Task
If a line in the listing includes the word "tvgScene", copy it out.

Available data
□ □ □ □ □ □ □
Issue #4551, opened 2026-07-14
lottie: compliance problem


hermet:
Either one is wrong. Need to confirm if thorvg is problematic.

thorvg:

<img width="830" height="818" alt="Image" src="https://github.com/user-attachments/assets/0f05a9f3-8b51-4f38-9dfb-edb6530a3e9e" />

skottie:

<img width="1303" height="1272" alt="Image" src="https://github.com/user-attachments/assets/7264974b-5bb9-44ca-9099-3cb5482777dc" />

[8b0807a480d0.json](https://github.com/user-attachments/files/29995482/8b0807a480d0.json)

hermet:
invalid asset

PR #4596, opened 2026-07-24
lottie: clamp opacity/color to the valid range on parsing

tinyjin:
Opacity (0 ~ 100) and color channels (0 ~ 1)
are stored as uint8, but the Lottie spec defines
them as unbounded numbers.

Clamp inside REMAP255 so every value narrowed
to an 8-bit channel.

issue: https://github.com/thorvg/thorvg/issues/4551

test file: [opacity.json](https://github.com/user-attachments/files/30333776/opacity.json)

| Before | After |
|---------|---------|
| CleanShot 2026-07-24 at 14 43 03@2x | CleanShot 2026-07-24 at 14 42 46@2x |

### DIFF
--- a/src/loaders/lottie/tvgLottieCommon.h
+++ b/src/loaders/lottie/tvgLottieCommon.h
@@ -98,7 +98,7 @@ struct TextDocument
 
 static inline int32_t REMAP255(float val)
 {
-    return (int32_t)nearbyintf(val * 255.0f);
+    return (int32_t)nearbyintf(tvg::clamp(val, 0.0f, 1.0f) * 255.0f);
 }
 
 
--- a/src/loaders/lottie/tvgLottieParser.cpp
+++ b/src/loaders/lottie/tvgLottieParser.cpp
@@ -272,11 +272,11 @@ bool LottieParser::getValue(uint8_t& val)
 {
     if (peekType() == kArrayType) {
         enterArray();
-        if (nextArrayValue()) val = (uint8_t)(getFloat() * 2.55f);
+        if (nextArrayValue()) val = (uint8_t)REMAP255(getFloat() * 0.01f);
         //discard rest
         while (nextArrayValue()) getFloat();
     } else {
-        val = (uint8_t)(getFloat() * 2.55f);
+        val = (uint8_t)REMAP255(getFloat() * 0.01f);
     }
     return false;
 }


tinyjin:
@Nor-s This may require updating much of golden test assets.
The fix includes fine tones correctness. (Previously softer or more intense)

Nor-s:
> @Nor-s This may require updating much of golden test assets. The fix includes fine tones correctness. (Previously softer or more intense)

@tinyjin 
Thank you for sharing.
Currently, the goldens are generated as snapshot versions in the CI environment. 
So, we just need to update the snapshots.

Nor-s:
@hermet 
Once this PR is merged, would it be okay to update the snapshots based on that commit?
Thank you.

hermet:
> Lottie spec defines

@tinyjin could you please share it?

tinyjin:
@hermet You can refer to these:
- https://lottie.github.io/lottie-spec/latest/specs/schema/#/$defs/shapes/shape-style
- https://lottiefiles.github.io/lottie-docs/schema/#/$defs/shapes/shape-style

CleanShot 2026-07-24 at 17 31 54@2x

For clearity, the issue sample has problem with opacity value. (Not color) And the opacity doesn't have scheme level number boundary.

The color value, the scheme limits it into [0-1], however without clamp it makes rendering differences from other players(lottie-web, skia), because they practically clamp it.

You can check out this:
- [color_test_1.json](https://github.com/user-attachments/files/30339514/color_test_1.json)
- [color_test_2.json](https://github.com/user-attachments/files/30339516/color_test_2.json)

hermet:
@tinyjin Thanks. I would consider this is not a ThorVG issue today, but the result itself is undefined. Here are a few considerations in my mind.

- We have no evidence that users intentionally set values greater than 100 (or 1) in their assets when 100 is the defined maximum. What authoring tools allow this and why?
- Some implementations, such as Skia and web browsers, may handle these out-of-range values gracefully, but that behavior is not clearly defined or required by the specification.
- If we decide to support out-of-range values, we might wanna reconsider the entire value pipeline for example, using a wider value type than 8 bits and removing clamping throughout the lottie process including interpolation.

Let's carefully see this.

tinyjin:
@hermet I understand, yes let see!

tinyjin:
Maybe we can suggest this to add spec to LAC?

hermet:
> Maybe we can suggest this to add spec to LAC?

Exception handling for unexpected usage may be better left to individual implementations, since it does not address the root cause.

PR #4597, opened 2026-07-24
loader: fix a font sharing count leak on cached data loading

hermet:
LoaderMgr::loader(name, data, ...) returns early
when the font is already cached, but font() increments the sharing count on that hit and the caller (Text::load) discards the result, so the count was never balanced and the loader leaked at unload. Loading the same font data twice (e.g. a lottie with an embedded font, loaded twice) strands the loader past Initializer::term().

Now, properly account for shared fonts by forcefully clearing the font cache during termination.


hermet:
@theashraf hi, could you please confirm your fix with this?

Issue #4520, opened 2026-07-02
lottie: rendering discrepancies


theashraf:
<img width="600" height="400" alt="Image" src="https://github.com/user-attachments/assets/1a8ee860-d9a7-4de5-97b9-32d8f7e414fd" />

[template 2.json](https://github.com/user-attachments/files/29583635/template.2.json)

hermet:
```
auto inner = tvg::Scene::gen();
auto shape = tvg::Shape::gen();
shape->appendRect(20, 50, 100, 100);
shape->fill(255, 0, 0);
inner->add(shape);

auto scene = tvg::Scene::gen();
scene->add(inner);
scene->opacity(128);

auto parent = tvg::Scene::gen();
parent->add(scene);
parent->add(tvg::SceneEffect::GaussianBlur, 3.0, 0, 0, 100);
canvas->add(parent);
```

PR #4598, opened 2026-07-24
renderer: fix scene opacity loss in post-processing composition

tinyjin:
In a direct composition path, it doesn't
examine the child's own composition purpose.

Therefore, children requiring Opacity
composition also skipped.

related: https://github.com/thorvg/thorvg/issues/4520

---

```cpp
auto inner = tvg::Scene::gen();
shape->appendRect(20, 50, 100, 100);
shape->fill(255, 0, 0);
inner->add(shape);

scene->add(inner);
scene->opacity(128);

auto parent = tvg::Scene::gen();
parent->add(scene);
parent->add(tvg::SceneEffect::GaussianBlur, 3.0, 0, 0, 100);
canvas->add(parent);
```

- Expected : 50% red
- Actual : 100% red (opacity ignored)

| Before | After |
|---------|---------|
| CleanShot 2026-07-24 at 20 23 50@2x | CleanShot 2026-07-24 at 20 24 10@2x |

### DIFF
--- a/src/renderer/tvgScene.h
+++ b/src/renderer/tvgScene.h
@@ -133,7 +133,7 @@ struct SceneImpl : Scene
 
         RenderCompositor* cmp = nullptr;
         // its parent is already in composition mode, maybe parasitize its surface
-        auto incomposite = (uint8_t(CompositionFlag::PostProcessing) & uint8_t(flag)) && !effects;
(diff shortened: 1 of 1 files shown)


hermet (dismissed):
Here Incomposition is not for blending mode.

hermet:
@tinyjin Please leave this. This needs a considerable solution. Thanks for trying to fix.

PR #4602, opened 2026-07-26
gl: reduce redundant per-draw setup

### LINKED ISSUE #4555: gl: reduce redundant resource binding and state setup per render task
## What / Why

The GL backend performs repeated resource lookup, state query, binding, and vertex-layout setup for every `GlRenderTask`.

The current `GlRenderTask::run()` path includes:

* Looking up `uDepth` and `uViewMatrix`
* Calling `glGetIntegerv(GL_ARRAY_BUFFER_BINDING, ...)`
* Binding array buffers
* Enabling vertex attributes
* Calling `glVertexAttribPointer()`
* Binding textures and updating sampler uniforms
* Calling `glUniformBlockBinding()` for each UBO resource
* Calling `glBindBufferRange()` for each UBO resource
* Disabling vertex attributes after the draw
* Restoring the previous array buffer

`GlProgram::load()` already avoids redundant `glUseProgram()` calls, but uniform locations and uniform-block indices are still queried through GL instead of being cached by the program.

This issue does not assume that these calls are the current performance bottleneck. The goal is to remove clearly redundant hot-path work and measure whether it improves CPU submission time, particularly for image and gradient workloads that bind more resources per task.

## Goals

* Reduce redundant GL API calls in `GlRenderTask::run()`
* Avoid driver queries in the per-draw hot path
* Cache immutable program resource locations
* Skip state changes when the requested state is already active
* Preserve rendering correctness across GL, GLES, and WebGL2 targets
* Define a clear GL-state ownership boundary for ThorVG rendering

### 1. Cache program resource locations

Cache uniform locations and uniform-block indices per `GlProgram`.

Candidates include:

* `uDepth`
* `uViewMatrix`
* Texture sampler uniforms
* `TransformInfo`
* `GradientInfo`
* `ColorInfo`
* `BlendRegion`
* Other program-specific uniform blocks

The cache may be populated during program initialization or lazily on first lookup.

### 2. Assign uniform-block bindings once

Uniform-block-to-binding-point mappings are properties of a linked program and generally do not need to be assigned for every draw.

Move `glUniformBlockBinding()` out of `GlRenderTask::run()` and assign fixed binding points when the program is initialized.

The draw path should only update the buffer range when necessary.

### 3. Introduce a renderer-owned GL state cache

Track at least:

* Current program
* Array buffer
* Element array buffer
* Enabled vertex attributes
* Vertex attribute layout
* Active texture unit
* Texture bound to each unit
* UBO buffer, offset, and range for each binding point
* Scissor rectangle
* Framebuffer where appropriate
* Blend, depth, color-mask, and stencil state where appropriate

Skip GL calls when the cached state already matches the requested state.

### 4. Remove per-task state restoration

Avoid querying and restoring `GL_ARRAY_BUFFER_BINDING` for every render task.

If ThorVG must preserve the caller's GL state, capture the required external state once before executing the render-task tree and restore it once after rendering. Do not perform this preservation separately for every task.

### 5. Handle direct state mutations

Composition, stencil, clipping, blending, and effect tasks currently issue direct GL state changes.

The state cache must either:

* Route these changes through the cache
* Explicitly invalidate affected cache entries

Special handling is also required for constant vertex attributes such as `mUseVertexColor`.

## Acceptance Criteria

* No `glGetIntegerv()` call remains in the per-task draw path
* Uniform and uniform-block locations are queried at most once per program
* `glUniformBlockBinding()` is not called for every draw
* Redundant buffer, texture, and vertex-attribute operations are skipped
* Rendering output remains unchanged
* GL, GLES, and WebGL2 builds remain functional
* CPU render-submission time is measured before and after
* No significant regression is introduced in GPU time or total frame time

wenjieshen:
## Goal

GL tasks repeat resource queries and state changes on each draw, even
when the requested state is already active. That adds avoidable
CPU-side submission work, especially for images and gradients
that bind more resources.

The goal is for repeated draws to pay only for state that actually
changes, without altering rendered output.

## Result

Image benchmark throughput nearly doubles. Linear-gradient throughput
improves by about 2.1x, and radial-gradient throughput by about 1.7x.
Circle and rectangle throughput remain effectively neutral.

Pixel comparison reports no rendering differences.

### Benchmarks

| Benchmark | Default | Rotation |
|---|---:|---:|
| Circle | 1.0073× | 1.0074× |
| Image | 1.9879× | 1.9923× |
| LinearGradient | 2.1686× | 2.1035× |
| RadialGradient | 1.6914× | 1.6885× |
| Rect | 0.9983× | 0.9987× |
| Stroke | 1.1635× | 1.2044× |
| StrokeRect | 1.1664× | 1.1810× |

### ThorVG.examples
All confidence intervals include zero, so none is a statistically reliable change.
### Janitor
The experience feels more consistent when the explode effect happens.
## Approach

- Reuse one renderer-owned GL state cache across the complete
  sync task tree.
- Cache immutable program lookups, fixed block bindings, and sampler
  assignments.
- Make vertex layouts identify their source VBO.
- Skip redundant buffer and attribute setup when the layout is already
  active.
- Invalidate cached assumptions at renderer ownership boundaries while
  preserving the existing cleanup behavior.

## GL state ownership

ThorVG does not preserve caller GL state across `sync()`. Applications
sharing the context must rebind their own state afterward.

issue: #4555


src/renderer/gpu_engine/gl/tvgGlStateCache.h
```diff
@@ -0,0 +1,78 @@
...
+    void stencilFuncSeparate(GLenum face, GLenum function, GLint reference, GLuint mask);
+    void stencilOp(GLenum stencilFail, GLenum depthFail, GLenum depthPass);
+    void stencilOpSeparate(GLenum face, GLenum stencilFail, GLenum depthFail, GLenum depthPass);
+
+    void clearColor(GLfloat red, GLfloat green, GLfloat blue, GLfloat alpha);
+    void clearStencil(GLint value);
+    void clearDepth(double value);
+
+private:
+    struct Impl;
```
hermet: please dont' use pimpl pattern for intenal dev. it's over engineering.

hermet (changes requested):

src/renderer/gpu_engine/gl/tvgGlStateCache.h
wenjieshen: Hi @hermet, sorry for the late notification. I have improved the code and reduced the binary size. Thank you. 🙏

hermet:
IntelCore Ultra5 / Intel Arc Graphics:

| Test | Rate |
|---|---:|
| Lottie | +1.24% |
| BigDonut | -6.19% |
| Flying | -0.25% |
| ManyStar | -2.87% |
| Samurai | +3.66% |

- None of them show any meaningful improvement.
- It's hard to say that Janitor is faster than before.

hermet:
M2 Pro:

Confirmed the gradient enhancements.
| Test | Rate |
|---|---:|
| Linear | +105.3% |
| Radial | +57.3% |
| Image | +77.9% |
| Rect | +1.5% |
| Circle | 0.0% |
| Stroke | +17.4% |
| StrokeRect | +7.9% |

The following tests are within the margin of error.
| Test | Rate |
|---|---:|
| Lottie | -0.5% |
| BigDonut | +7.4% |
| Flying | -4.0% |
| ManyStar | +1.4% |
| Samurai | -16.4% |

hermet:
@wenjieshen LGTM but this needs a practical example to demonstrate the performance benefit. Please come up with one. Thanks.

wenjieshen:
[linear_gradient_wave_2500_aurora.json](https://github.com/user-attachments/files/31176736/linear_gradient_wave_2500_aurora.json)
This PR improves the FPS of the animation example that plays the above file by approximately 2.05× (+104.7%) over parent e7f39407.

The Lottie Creator gains ~50% improvement while playing this animation.

Setup:
Existing Animation example, unchanged
linear_gradient_wave_2500_aurora.json
OpenGL, release builds, 1024×1024, Apple M1
Four alternating 60-second runs per revision
VSync disabled via SDL_GL_SetSwapInterval(0); observed FPS exceeded 1000, confirming it was uncapped
Median steady-tail result was similar: 2.06×

hermet:
> [linear_gradient_wave_2500_aurora.json](https://github.com/user-attachments/files/31176736/linear_gradient_wave_2500_aurora.json) This PR improves the FPS of the animation example that plays the above file by approximately 2.05× (+104.7%) over parent [e7f3940](https://github.com/thorvg/thorvg/commit/e7f39407e3db4608914c43b397e7c8bc867b12dc).
> 
> The Lottie Creator gains ~50% improvement while playing this animation.
> 
> Setup: Existing Animation example, unchanged linear_gradient_wave_2500_aurora.json OpenGL, release builds, 1024×1024, Apple M1 Four alternating 60-second runs per revision VSync disabled via SDL_GL_SetSwapInterval(0); observed FPS exceeded 1000, confirming it was uncapped Median steady-tail result was similar: 2.06×

@tinyjin please confirm on the web end. thanks.

hermet (approved):
+67.27% (on windows ryzen 7 5800x / rtx 4070)

tinyjin (approved):

PR #4607, opened 2026-07-27
cpu_engine: fix a crash in stroke bounds of an unprepared shape

hermet:
shapeStrokeBBox() enters the stroking path on the authored stroke width alone and dereferences shape.stroke, but the raster pass may have left it null: a zero-opacity paint's task is marked ready without running (prepareCommon), and a zero-alpha solid stroke is discarded by shapeDelStroke (validStrokeWidth). Querying such a shape's bounds (e.g. Paint::bounds / tvg_paint_get_aabb) then crashed on the null stroke.

Allocate the stroke lazily before resetting it, matching shapeResetStroke().


BenjaminHalko:
@hermet Thanks! LGTM!

PR #4609, opened 2026-07-27
svg/parser: Prevent a crash in font-face declarations

### LINKED ISSUE #4605: SVG: nullptr crash parsing a css @font-face with no trailing ;
Hey,

I was going through the [W3 SVG 1.1 test suite](https://www.w3.org/Graphics/SVG/Test/20110816/archives/W3C_SVG_11_TestSuite.tar.gz) and tried out some of the svg > fonts-desc-* examples. That lead to a crash (ThorVG 1.0.7)

This is a minimal reproducible example

```xml
<svg xmlns="http://www.w3.org/2000/svg" width="160" height="90">
  <style>@font-face{font-family:Ext;src:url('missing.svg#Font')}</style>
  <text x="80" y="45" font-family="Ext" font-size="20">Hello</text>
</svg>
```

In `xmlParseW3CAttribute()`, when the src declaration has no trailing `;` and none follows later in the document, `strchr(buf, ';')` returns null and the font-face special case dereferences it:

```cpp
if (auto src = strstr(buf, "src")) {
    if (src < sep) {
        if (next + 1 < end) next = (char*)strchr(next + 1, ';');  // next is null -> strchr(0x1)
```

`if (next && src < sep)` fixes it.

jeongsunyong:
## Problem

Loading an SVG containing an `font-face` `src` descriptor without a trailing semicolon caused an access violation.

When no semicolon followed the declaration, `strchr()` returned `nullptr`. The font-face-specific path incremented that pointer before searching for another semicolon.

Fixes #4605

## Solution

Check that the initial semicolon exists before searching for the next one.

## Test Resource

The manual verification uses the minimal SVG reported in #4605.

For visual before-and-after verification, a white background, text alignment, and text color were added for visibility. The `font-face` declaration that triggers the issue was unchanged.

```xml
<svg xmlns="http://www.w3.org/2000/svg" width="160" height="90">
  <style>
    @font-face {
      font-family: Ext;
      src: url('missing.svg#Font')
    }
  </style>
  <rect width="160" height="90" fill="white"/>
  <text x="80" y="45"
        text-anchor="middle"
        font-family="Ext"
        font-size="20"
        fill="black">Hello</text>
</svg>
```

The missing external font is intentional. The SVG should load without crashing and may use the fallback font.

### Manual Reproduction

- Before the fix: access violation (`0xC0000005`)
- After the fix: loaded without crashing

### Picture Tests

- 8 test cases passed
- 57 assertions passed

### Full Unit Tests

Tested on Windows with MSVC.

- Ok: 1
- Fail: 0

### GitHub CI

- 23 checks passed

### thorvg.example

Manually verified the same SVG using the `PictureSvg` example.

- Before the fix: access violation (`0xC0000005`)
- After the fix: loaded and rendered using the fallback font

### Before Fix

The `PictureSvg` example terminates with an access violation.

image

### After Fix

The same SVG is loaded and rendered without crashing.

image

### Unit Tests

The full Windows unit test suite passes without failures.

image

### DIFF
--- a/src/loaders/svg/tvgXmlParser.cpp
+++ b/src/loaders/svg/tvgXmlParser.cpp
@@ -438,7 +438,7 @@ bool xmlParseW3CAttribute(const char* buf, unsigned bufLength, xmlAttributeCb fu
         auto next = (char*)strchr(buf, ';');
 
         if (auto src = strstr(buf, "src")) {//src tag from css font-face contains extra semicolon
-            if (src < sep) {
+            if (next && src < sep) {
                 if (next + 1 < end) next = (char*)strchr(next + 1, ';');
                 else break;
             }


Nor-s:
image

@jeongsunyong 

another github user is being mentioned in the commit message.
I think need to fix this.

test/testPicture.cpp
```diff
@@ -249,6 +249,17 @@ TEST_CASE("Load SVG Data", "[tvgPicture]")
     Paint::rel(picture);
 }
 
+TEST_CASE("Load SVG font-face without trailing semicolon", "[tvgPicture]")
```
hermet: Please remove a test case.

jeongsunyong: Thanks. I’ll remove the test case as requested.

jeongsunyong:
> image
> @jeongsunyong
> 
> another github user is being mentioned in the commit message. I think need to fix this.

Thanks. GitHub interpreted `@font-face` as a user mention.
I’ll remove the @ from the commit message.

src/loaders/svg/tvgXmlParser.cpp
```diff
@@ -438,7 +438,7 @@ bool xmlParseW3CAttribute(const char* buf, unsigned bufLength, xmlAttributeCb fu
         auto next = (char*)strchr(buf, ';');
 
         if (auto src = strstr(buf, "src")) {//src tag from css font-face contains extra semicolon
-            if (src < sep) {
+            if (next && src < sep) {
```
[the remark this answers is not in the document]
jeongsunyong: @Nor-s I understand that Copilot’s comment is about a different CSS
case where `:` is missing and `sep` becomes null.

This issue already existed before my change and is different from
#4605. Should I include the additional null check in this PR, or
should I test the `sep` case separately and open a new issue if I
confirm that it causes an actual problem?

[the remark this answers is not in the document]
Nor-s: @jeongsunyong 

If it is separate from this issue, you can resolve it(close copilot's comment).
If the Copilot’s comment can be reproduced, please open a new issue or new PR.

Thank you.

JSUYA, line 441: Thanks for the fix. LGTM.
This modification is the same as what was mentioned in the issue and resolves the problem.

The current svg loader specification does not cover all the various use cases related to font-face. Therefore, the current modification is appropriate.

JSUYA (approved):

src/loaders/svg/tvgXmlParser.cpp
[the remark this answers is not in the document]
jeongsunyong: Thank you. I’ll keep this PR focused on #4605 and verify the `sep`
case separately.

jeongsunyong: Thank you for the review and clarification.

hermet:
@jeongsunyong thanks, could you please add yourself in [CONTRIBUTORS](https://github.com/thorvg/thorvg/blob/main/CONTRIBUTORS.md) ?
□ □ □ □ □ □ □
Written solution
--- a/src/renderer/tvgScene.h
+++ b/src/renderer/tvgScene.h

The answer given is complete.